**Problem requirements:** Every line below between the line holding "PR #372, opened 2019-04-16" and the line holding "I think both", inclusive, should be repeated exactly, and all other lines omitted.
▼
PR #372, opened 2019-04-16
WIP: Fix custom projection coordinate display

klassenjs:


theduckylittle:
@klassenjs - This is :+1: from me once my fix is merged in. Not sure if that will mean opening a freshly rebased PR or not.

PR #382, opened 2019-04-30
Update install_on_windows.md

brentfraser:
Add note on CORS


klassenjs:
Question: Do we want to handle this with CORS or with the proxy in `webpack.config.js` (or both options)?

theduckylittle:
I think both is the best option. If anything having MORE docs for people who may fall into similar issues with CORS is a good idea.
▲
▼
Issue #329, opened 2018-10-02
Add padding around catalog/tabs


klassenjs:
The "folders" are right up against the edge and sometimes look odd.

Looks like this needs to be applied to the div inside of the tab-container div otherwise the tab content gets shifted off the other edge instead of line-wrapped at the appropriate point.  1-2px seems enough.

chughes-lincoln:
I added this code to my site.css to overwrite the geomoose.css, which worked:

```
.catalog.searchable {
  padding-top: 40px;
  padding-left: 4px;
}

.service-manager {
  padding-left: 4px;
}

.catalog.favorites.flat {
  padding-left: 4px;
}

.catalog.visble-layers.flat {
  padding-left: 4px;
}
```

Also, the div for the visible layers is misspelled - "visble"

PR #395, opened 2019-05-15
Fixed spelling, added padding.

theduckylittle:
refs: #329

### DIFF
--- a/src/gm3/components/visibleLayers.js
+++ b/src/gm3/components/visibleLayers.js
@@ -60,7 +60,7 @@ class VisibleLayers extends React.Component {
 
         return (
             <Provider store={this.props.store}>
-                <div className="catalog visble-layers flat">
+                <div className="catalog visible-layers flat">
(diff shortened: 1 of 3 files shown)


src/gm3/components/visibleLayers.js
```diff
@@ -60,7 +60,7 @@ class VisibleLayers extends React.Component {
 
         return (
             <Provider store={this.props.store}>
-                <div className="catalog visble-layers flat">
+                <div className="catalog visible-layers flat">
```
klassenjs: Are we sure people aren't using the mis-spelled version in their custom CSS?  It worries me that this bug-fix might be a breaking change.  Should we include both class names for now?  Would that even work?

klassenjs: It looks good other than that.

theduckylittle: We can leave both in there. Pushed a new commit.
▲
**Expected answer:**
PR #372, opened 2019-04-16
WIP: Fix custom projection coordinate display

klassenjs:


theduckylittle:
@klassenjs - This is :+1: from me once my fix is merged in. Not sure if that will mean opening a freshly rebased PR or not.

PR #382, opened 2019-04-30
Update install_on_windows.md

brentfraser:
Add note on CORS


klassenjs:
Question: Do we want to handle this with CORS or with the proxy in `webpack.config.js` (or both options)?

theduckylittle:
I think both is the best option. If anything having MORE docs for people who may fall into similar issues with CORS is a good idea.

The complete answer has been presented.